[[ Data listing, beginning ]]

PR #360, opened 2026-05-27
[fix] Throw on missing required keys in parseCycleDashboard

### LINKED ISSUE #356: Align parseCycleDashboard validation with parseTrainingMaxes: throw on missing required keys

brownm09:
## Summary

Aligns `parseCycleDashboard` validation with sibling parser `parseTrainingMaxes`: missing or unparseable required keys now throw a descriptive `Error` instead of yielding sentinel values (`""`, `NaN`, `Invalid Date`) that pushed failures downstream into renderers.

Replaces the pinned-current-behavior test added in #354 with throw assertions covering empty input, a missing `Cycle #` key, and an unparseable `Cycle Date`.

## Caller audit

`parseCycleDashboard` has one production caller in the active codebase (`src/api/repositories/CycleDashboardRepository.ts`, the legacy Apps Script repo). It returns the parsed object directly with no try/catch — a throw propagates naturally. `apps/api` uses the Prisma/in-memory repositories and does not call this parser directly. No caller depends on sentinel values.

## `currentWeekType` decision

Left in the parser as the hardcoded `'training'` placeholder. The api controller already overwrites it via `weekTypeForDate(...)` at request time. Removing it from the parser would require making it optional in `CycleDashboard` (`packages/core/src/models/CycleDashboard.ts`) and `packages/types/src/api.ts`, with downstream churn across fixtures, the Prisma schema, and seed scripts — broader than this issue and worth its own ticket.

## Acceptance criteria

- [x] `parseCycleDashboard` throws a descriptive error when any required key is missing or unparseable.
- [x] Test added in #354 replaced with throw assertions (3 tests: empty input, missing `Cycle #`, unparseable `Cycle Date`).
- [x] All callers handle or propagate the new throw appropriately.

## Testing

```
npm test -w @lifting-logbook/core
```

Results:
- `@lifting-logbook/core`: Tests: 157 passed, 0 skipped, 0 failed (8.5s)
- `@lifting-logbook/api`: Tests: 250 passed, 51 skipped, 0 failed (11.1s)
- `@lifting-logbook/web`: Tests: 28 passed, 0 skipped, 0 failed (9.0s)

The 51 skipped tests in the api workspace are pre-existing (confirmed via `git stash` against `main`) and unrelated to this change.

Suppression check: clean. Test-integrity check: clean. No deleted test files, no lowered thresholds.

### Coverage

This is a bug fix with regression coverage: the existing happy-path test still asserts the parsed shape; three new tests assert the throw paths (empty input, missing required key, unparseable date) — satisfying the coverage rule for bug fixes (regression test that fails before the fix and passes after).

## Test plan

- [x] `npm test -w @lifting-logbook/core` passes
- [x] `npm test -w @lifting-logbook/api` passes
- [x] `npm test -w @lifting-logbook/web` passes
- [x] Pre-PR suppression grep clean
- [x] Pre-PR test-integrity grep clean

Closes #356

### DIFF
--- a/package-lock.json
+++ b/package-lock.json
@@ -2590,11 +2590,12 @@
       }
     },
     "node_modules/@clerk/backend": {
-      "version": "3.4.13",
-      "resolved": "https://registry.npmjs.org/@clerk/backend/-/backend-3.4.13.tgz",
-      "integrity": "sha512-3BABnKE1YZpQqJ/S8QD5FpzE7jq+mgaMrO7rLiWTI8Bfs/xk11XYSp1lMEf3BTo/rzEtaUsXaVDGvccYogKapg==",
+      "version": "3.4.14",
+      "resolved": "https://registry.npmjs.org/@clerk/backend/-/backend-3.4.14.tgz",
+      "integrity": "sha512-0iaMT7k4wDk31QVC3HMaoeVFttblwsCECTHKNQpbRzIyD8j2gHdKEw/FNjffoyqyBqPw869IQlk1YokUlwVAqQ==",
+      "license": "MIT",
       "dependencies": {
-        "@clerk/shared": "^4.13.1",
+        "@clerk/shared": "^4.14.0",
         "standardwebhooks": "^1.0.0",
         "tslib": "2.8.1"
       },
@@ -2603,10 +2604,11 @@
       }
     },
     "node_modules/@clerk/backend/node_modules/@clerk/shared": {
-      "version": "4.13.1",
-      "resolved": "https://registry.npmjs.org/@clerk/shared/-/shared-4.13.1.tgz",
-      "integrity": "sha512-DyUtvNHgMmqjtTM0q285jKaAXUmCDSyItiGQTt1dNL0M6DZ3bxqsJz7wXPjh9zezmU4BAnLpwhj5gsM3OuNPzA==",
+      "version": "4.14.0",
+      "resolved": "https://registry.npmjs.org/@clerk/shared/-/shared-4.14.0.tgz",
+      "integrity": "sha512-StZCFJ2rg0ITE3fYjIN9CKuKq8ZACW6l2+5qGCFPPYd4hZphA+VDselmh/lHPsF1ex/WRVUSHvquykAHR8cQbQ==",
       "hasInstallScript": true,
+      "license": "MIT",
       "dependencies": {
         "@tanstack/query-core": "^5.100.6",
         "dequal": "2.0.3",
--- a/packages/core/src/utils/parser/parseCycleDashboard.ts
+++ b/packages/core/src/utils/parser/parseCycleDashboard.ts
@@ -23,13 +23,44 @@ export function parseCycleDashboard(data: SpreadsheetCell[][]): CycleDashboard {
   data.forEach(([key, value]) => {
     map[String(key)] = value;
   });
+
+  const program = String(map[PROGRAM_KEY] ?? "");
+  const cycleUnit = String(map[CYCLE_UNIT_KEY] ?? "");
+  const cycleNum = Number(map[CYCLE_NUM_KEY]);
+  const cycleDate = new Date(String(map[CYCLE_DATE_KEY] ?? ""));
+  const sheetName = String(map[SHEET_NAME_KEY] ?? "");
+  const cycleStartWeekday = toTitleCase(
+    String(map[CYCLE_START_WEEKDAY_KEY] ?? ""),
+  ) as Weekday;
+
+  if (program.length === 0) {
+    throw new Error(`Invalid ${PROGRAM_KEY} value: ${String(map[PROGRAM_KEY])}`);
+  }
+  if (cycleUnit.length === 0) {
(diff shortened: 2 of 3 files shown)


brownm09:
## Review: [fix] Throw on missing required keys in parseCycleDashboard

### Summary
Merge with minor changes. Tight, well-scoped bug fix that mirrors the sibling `parseTrainingMaxes` validation pattern. Tests, PR body, and caller audit are all in order. One non-blocking edge case in `cycleNum` validation and one non-blocking gap in `cycleStartWeekday` validation are worth a follow-up but do not block merge.

---

### Non-Blocking Findings

**[correctness]** `packages/core/src/utils/parser/parseCycleDashboard.ts:29`
`cycleNum` uses `Number(map[CYCLE_NUM_KEY])` then `isNaN(cycleNum)`. `Number(undefined)` is `NaN` (caught), but `Number("")` is `0` and `Number(" ")` is `0` — so an empty-string or whitespace-only `Cycle #` cell passes validation and yields `cycleNum: 0`, which is not a valid cycle number. The sibling `parseTrainingMaxes` has the same shape, so this is consistent — but downstream code now sees `0` instead of a clear error, which is exactly the class of sentinel-pushed-downstream failure this PR set out to eliminate.
**Suggestion:** Tighten to `if (!Number.isFinite(cycleNum) || cycleNum <= 0)` (or add a separate empty-string check before `Number(...)`). Worth filing as a follow-up issue tied to both parsers, since the same hardening applies to `parseTrainingMaxes`.

---

**[correctness]** `packages/core/src/utils/parser/parseCycleDashboard.ts:51`
`cycleStartWeekday` is cast to `Weekday` after only a length check on the title-cased string. A value like `"Funday"` passes the `length === 0` gate and is cast to `Weekday`, propagating an invalid enum into the model. This mirrors prior behavior and is out of scope for #356 strictly, but the PR's stated goal — fail fast on unparseable values — would naturally cover it.
**Suggestion:** Validate against the `Weekday` enum values (`Object.values(Weekday).includes(cycleStartWeekday)`) and throw the same `Invalid <key> value` shape. Defer to a follow-up if you want to keep this PR scoped to the audit finding.

---

**[maintainability]** `packages/core/src/utils/parser/parseCycleDashboard.ts:36-55`
Six near-identical `if (...) throw new Error(\`Invalid ${KEY} value: ${String(map[KEY])}\`)` blocks. Readable as-is at six keys, but if either parser grows new required fields, the duplication will compound. The sibling `parseTrainingMaxes` has the same pattern, so a small shared helper (e.g., `assertRequired(map, key, validator)`) could be extracted once and reused.
**Suggestion:** Not for this PR. If `parseTrainingMaxes` and this file diverge again in the future, consider extracting a shared validator.

---

### Questions for Author

**Question:** Should the `currentWeekType` placeholder be tracked in an issue before this PR merges, or is filing it later acceptable?
**Context:** The PR body and the journal stub both note that `currentWeekType: 'training' as WeekType` at [parseCycleDashboard.ts:65](packages/core/src/utils/parser/parseCycleDashboard.ts:65) is a placeholder overwritten by `weekTypeForDate(...)` in the controller, with removal deferred. No issue number is referenced for the follow-up.
**Tradeoffs:** (a) File the follow-up issue now and reference it inline with the comment at line 64 — keeps the deferral discoverable from the code. (b) Leave as-is — the PR body documents the decision but the placeholder will outlive memory of the rationale. (c) Inline the controller logic into the parser now — out of scope for #356 and broader than the issue warrants.

---

PR #362, opened 2026-05-27
[refactor] Remove currentWeekType placeholder from parser / CycleDashboard model

### LINKED ISSUE #361: Remove currentWeekType placeholder from parseCycleDashboard / CycleDashboard model
## Context

Surfaced during the `/review` of PR #360 (issue #356).

`parseCycleDashboard` currently emits `currentWeekType: 'training' as WeekType` as a hardcoded placeholder. The api controller (`apps/api/src/programs/cycle-dashboard.controller.ts:28`) immediately overwrites it via `weekTypeForDate(dashboard.cycleDate, programSpec)` at request time, so the value the parser emits is never read in the api path. It exists only because `CycleDashboard` (the core model) requires the field.

The placeholder is misleading: a future reader of the parser will reasonably believe the dashboard sheet stores a week type, when in fact the week type is derived from the program spec and date at request time.

## Proposed change

Make `currentWeekType` optional on the core `CycleDashboard` model (or move it off the model entirely, since it isn't a property of the dashboard sheet) and stop emitting it from the parser.

## Scope (why this is its own issue)

Touches at least:

- `packages/core/src/models/CycleDashboard.ts`
- `packages/core/src/utils/parser/parseCycleDashboard.ts`
- `packages/types/src/api.ts` (`CycleDashboardResponse` keeps the field on the response, but the internal model may diverge)
- `apps/api/prisma/schema.prisma` (column on the dashboard table)
- `apps/api/prisma/seed.ts`
- `apps/api/src/adapters/prisma/cycle-dashboard.repository.ts`
- `apps/api/src/adapters/in-memory/fixtures.ts`
- `apps/api/src/programs/cycle-dashboard.controller.ts` (still assigns the derived value before building the response)
- `apps/api/src/programs/cycle-generation.service.ts` and its spec (writes the field)
- `apps/api/src/programs/mappers.ts` and spec
- `apps/api/src/programs/cycle-dashboard.controller.spec.ts`, `workouts.controller.spec.ts`, `lift-records.controller.spec.ts`, `cycle-generation.controller.spec.ts`, `programs.db.e2e.spec.ts`
- `apps/web/e2e/mock-api.mjs`
- `packages/core/tests/core/services/dashboard/updateCycle.test.ts` and the mapper test
- `docs/proposals/2026-04-30-initial-training-max-discovery.md` and `docs/adr/ADR-017-training-max-history-table.md` (text references)

A Prisma migration is also required if the field is removed from the dashboard table.

## Acceptance criteria

- [ ] `parseCycleDashboard` no longer emits `currentWeekType`.
- [ ] Either the `CycleDashboard` core model drops the field, or it is made optional and clearly documented as "derived at request time, not stored in the sheet".
- [ ] `cycle-dashboard.controller.ts` still produces a correct `CycleDashboardResponse` with `currentWeekType` set from `weekTypeForDate(...)`.
- [ ] Prisma migration generated and the schema updated if the field is removed at the storage layer (alternative: keep storing it for legacy reasons, document why).
- [ ] All tests and fixtures updated.

## Related

- Predecessor: #356 (this followup was deferred from PR #360 to keep that PR scoped).
- Audit chain: #354 → #356 → this issue.

brownm09:
## Summary

- `parseCycleDashboard` no longer emits the hardcoded `currentWeekType: 'training'` placeholder; the field is now optional on `CycleDashboard` with a comment that it is derived at request time via `weekTypeForDate(date, programSpec)`, not stored on the sheet.
- Drop the `currentWeekType` column from `cycle_dashboard` via Prisma migration. Nothing in production ever wrote `'test'` to it, so the only read that branched on its value (`CycleGenerationService.startNewCycle`) was effectively dead; that read is replaced with `weekTypeForDate(...)` against the program spec.
- Refactor mappers (`toCycleDashboardResponse`, `buildCycleDashboardResponse`) to take an explicit `currentWeekType: WeekType` parameter rather than relying on callers mutating the dashboard before mapping. `CycleDashboardResponse.currentWeekType` stays required on the API contract; the web UI is unaffected.

Audit chain: #354 → #356 → this PR. Surfaced during `/review` of #360.

Closes #361

## Acceptance Criteria

- [x] `parseCycleDashboard` no longer emits `currentWeekType`.
- [x] `CycleDashboard.currentWeekType` is optional with a doc comment that it is derived at request time.
- [x] `cycle-dashboard.controller.ts` still produces a correct `CycleDashboardResponse` with `currentWeekType` from `weekTypeForDate(...)`.
- [x] Prisma migration drops the column; schema and adapter updated.
- [x] Fixtures, tests, ADR-017, and the proposal updated.

## Test plan

- [x] `npm test` (via `turbo run test --force`): all workspaces pass — `Tests: 250 passed, 51 skipped, 0 failed (11.094 s)` for `@lifting-logbook/api`; `155 passed, 0 skipped, 0 failed` for `@lifting-logbook/core`; `28 passed` for `@lifting-logbook/web`; `0 tests` for `@lifting-logbook/types` and `@lifting-logbook/mobile`. The skipped count in api is pre-existing (DB-backed e2e suite gated on `DATABASE_URL`).
- [x] `nest build` passes for `apps/api`.
- [x] Pre-PR suppression grep: no new suppressions introduced. Matches are context lines around unchanged `?? null` and a removed `!` in `seed.ts`.
- [x] Pre-PR test-integrity grep: clean. No deleted tests, no lowered thresholds, no new skips.
- [ ] DB-backed e2e (`programs.db.e2e.spec.ts`) requires `DATABASE_URL`; pre-existing skipped in this environment — covered by CI.
- [ ] Manual smoke test against a running api: `GET /programs/:program/cycles/current` returns a correct `currentWeekType` derived from `weekTypeForDate(...)`. (Deferred — staging deploy on merge.)

### DIFF
--- a/apps/api/prisma/migrations/20260527000000_remove_cycle_dashboard_current_week_type/migration.sql
+++ b/apps/api/prisma/migrations/20260527000000_remove_cycle_dashboard_current_week_type/migration.sql
@@ -1,0 +1,2 @@
+-- AlterTable
+ALTER TABLE "cycle_dashboard" DROP COLUMN "currentWeekType";
--- a/apps/api/prisma/schema.prisma
+++ b/apps/api/prisma/schema.prisma
@@ -49,7 +49,6 @@ model CycleDashboard {
   cycleDate         DateTime
   sheetName         String
   cycleStartWeekday String
-  currentWeekType   String
   programType       String?
 
   @@unique([userId, program])
--- a/apps/api/prisma/seed.ts
+++ b/apps/api/prisma/seed.ts
@@ -170,13 +170,11 @@ async function main() {
 
   // CycleDashboard — current cycle state
   const currentCycle = NUM_CYCLES;
-  const currentWeek = WEEK_TYPES[(currentCycle - 1) % 3]!;
   await prisma.cycleDashboard.upsert({
     where: { userId_program: { userId: SEED_USER_ID, program: PROGRAM } },
     update: {
       cycleNum: currentCycle,
       cycleDate: now,
-      currentWeekType: currentWeek.weekType,
     },
     create: {
       userId: SEED_USER_ID,
@@ -186,7 +184,6 @@ async function main() {
       cycleDate: now,
       sheetName: '531',
       cycleStartWeekday: 'Monday',
-      currentWeekType: currentWeek.weekType,
       programType: '531',
     },
   });
--- a/apps/api/src/adapters/in-memory/fixtures.ts
+++ b/apps/api/src/adapters/in-memory/fixtures.ts
@@ -21,7 +21,6 @@ export const seedCycleDashboard = (): CycleDashboard => ({
   cycleDate: new Date('2026-04-20T00:00:00.000Z'),
   sheetName: '',
   cycleStartWeekday: Weekday.Monday,
-  currentWeekType: 'training',
   programType: '5-3-1',
 });
 
--- a/apps/api/src/adapters/prisma/cycle-dashboard.repository.ts
+++ b/apps/api/src/adapters/prisma/cycle-dashboard.repository.ts
@@ -21,7 +21,6 @@ export class PrismaCycleDashboardRepository implements ICycleDashboardRepository
       cycleDate: row.cycleDate,
       sheetName: row.sheetName,
       cycleStartWeekday: row.cycleStartWeekday as Weekday,
-      currentWeekType: row.currentWeekType as CycleDashboard['currentWeekType'],
       ...(row.programType !== null && { programType: row.programType }),
     };
   }
@@ -37,7 +36,6 @@ export class PrismaCycleDashboardRepository implements ICycleDashboardRepository
         cycleDate: dashboard.cycleDate,
         sheetName: dashboard.sheetName,
         cycleStartWeekday: dashboard.cycleStartWeekday,
-        currentWeekType: dashboard.currentWeekType,
         programType: dashboard.programType ?? null,
       },
       update: {
@@ -46,7 +44,6 @@ export class PrismaCycleDashboardRepository implements ICycleDashboardRepository
         cycleDate: dashboard.cycleDate,
         sheetName: dashboard.sheetName,
         cycleStartWeekday: dashboard.cycleStartWeekday,
-        currentWeekType: dashboard.currentWeekType,
         programType: dashboard.programType ?? null,
       },
     });
--- a/apps/api/src/programs/cycle-dashboard.controller.spec.ts
+++ b/apps/api/src/programs/cycle-dashboard.controller.spec.ts
@@ -12,15 +12,13 @@ import { CycleDashboardController } from './cycle-dashboard.controller';
 
 const MOCK_USER = { id: 'test-user', email: 'test@example.com', provider: 'dev' };
 
-const stubDashboard = (overrides: Partial<{ currentWeekType: 'training' | 'test' | 'deload' }> = {}) => ({
+const stubDashboard = () => ({
   program: '5-3-1',
   cycleUnit: 'week' as const,
   cycleNum: 2,
   cycleDate: new Date('2026-04-20T00:00:00.000Z'),
   sheetName: '',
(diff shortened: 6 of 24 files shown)


brownm09:
## Review: [refactor] Remove currentWeekType placeholder from parser / CycleDashboard model

### Summary
Clean, tightly scoped refactor. Removes a dead-but-misleading placeholder field, drops the Prisma column that mirrored it, and routes the (already-derived) value through an explicit mapper parameter instead of caller-side mutation. Tests, fixtures, ADR-017, and the originating proposal are all updated in lockstep. No blocking findings. Two non-blocking notes around deploy ordering of the destructive migration and a duplicate `getProgramSpec` read introduced in `cycle-generation.controller.ts`.

---

### Non-Blocking Findings

**[reliability]** `apps/api/prisma/migrations/20260527000000_remove_cycle_dashboard_current_week_type/migration.sql:2`
`ALTER TABLE "cycle_dashboard" DROP COLUMN "currentWeekType"` is destructive and runs in a single step with no app-version coordination. Once the migration runs, any pod still running the previous image will fail on every write to `cycleDashboard.upsert` — the old client passes `currentWeekType: ...` to Prisma, which will now reject it as an unknown column. If the deploy pipeline runs `prisma migrate deploy` before all old API replicas are drained, request errors will surface during the rolling deploy window.
**Suggestion:** Confirm the deploy strategy (single-replica or maintenance-window) makes this safe, or note explicitly in the PR body that brief 5xx during rollout is acceptable. The standard two-step alternative (deploy new code that ignores the column first; drop the column in a follow-up PR) is the safer pattern when it matters, but probably overkill for this app's traffic profile — worth a deliberate decision either way.

---

**[performance]** `apps/api/src/programs/cycle-generation.controller.ts:34-35,47-48`
Both `initializeFirstCycle` and `startNewCycle` now call `repos.liftingProgramSpec.getProgramSpec(program)` *after* the service has already returned. The service implementations load the same program spec internally to do their work (and `startNewCycle` definitely does — it's how it computes the next cycle). The controller now re-fetches it to derive `currentWeekType`. In the Prisma adapter this is an extra DB round trip per write request on a hot path.
**Suggestion:** Either have the service return `{ dashboard, programSpec }` (or `{ dashboard, currentWeekType }`) so the controller doesn't re-query, or add a small cache on the repo. The cleanest variant matches what `cycle-dashboard.controller.ts:25-27` already does — load both in parallel — but here the service already has the spec in hand, so returning it is the cheapest fix.

---

**[maintainability]** `apps/api/src/programs/cycle-generation.service.ts:163`
`const source = weekTypeForDate(dashboard.cycleDate, programSpec) === 'test' ? 'test' : 'program';` — `dashboard` here is the *previous* cycle's dashboard (not `newCycle`). The semantic ("source is 'test' when the cycle we just finished was a test week") is the same as before, but the previous code read it from a field on the dashboard, so the relationship was implicit. With the derived call, a future reader might reasonably wonder whether `dashboard.cycleDate` or `newCycle.cycleDate` is correct here.
**Suggestion:** Add a one-line comment naming the invariant: `// Source reflects the week type of the cycle being closed, not the new one — hence dashboard, not newCycle.`

---

### Questions for Author

**Question:** Was the `currentWeekType` column ever observed to hold a value other than `'training'` (or the placeholder default) in production?
**Context:** The PR description states "nothing in production ever wrote `'test'` to it," which the diff confirms for current code, but `prisma/seed.ts` was previously writing the rotating `WEEK_TYPES[(currentCycle - 1) % 3]` value, so a dev DB could have `'test'` or `'deload'` rows that the new code never reads. The migration drops the column outright, so any informational value those rows held is gone.
**Tradeoffs:** (a) Drop now (current PR) — simplest; fine if the column truly carried no signal. (b) Backfill into `training_max_history` first — preserves audit history if any prior cycle was recorded with `source = 'test'` by virtue of the now-removed read in `startNewCycle`. (c) Leave the column for one release as a soft-deprecation — buys time to migrate consumers you may not have inventoried. Worth a quick sanity check on staging/prod data before merging.

---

[[ Data listing, end ]]

Lines that contain "registry" should be pulled from the entries above and reported.

-      "resolved": "https://registry.npmjs.org/@clerk/backend/-/backend-3.4.13.tgz",
+      "resolved": "https://registry.npmjs.org/@clerk/backend/-/backend-3.4.14.tgz",
-      "resolved": "https://registry.npmjs.org/@clerk/shared/-/shared-4.13.1.tgz",
+      "resolved": "https://registry.npmjs.org/@clerk/shared/-/shared-4.14.0.tgz",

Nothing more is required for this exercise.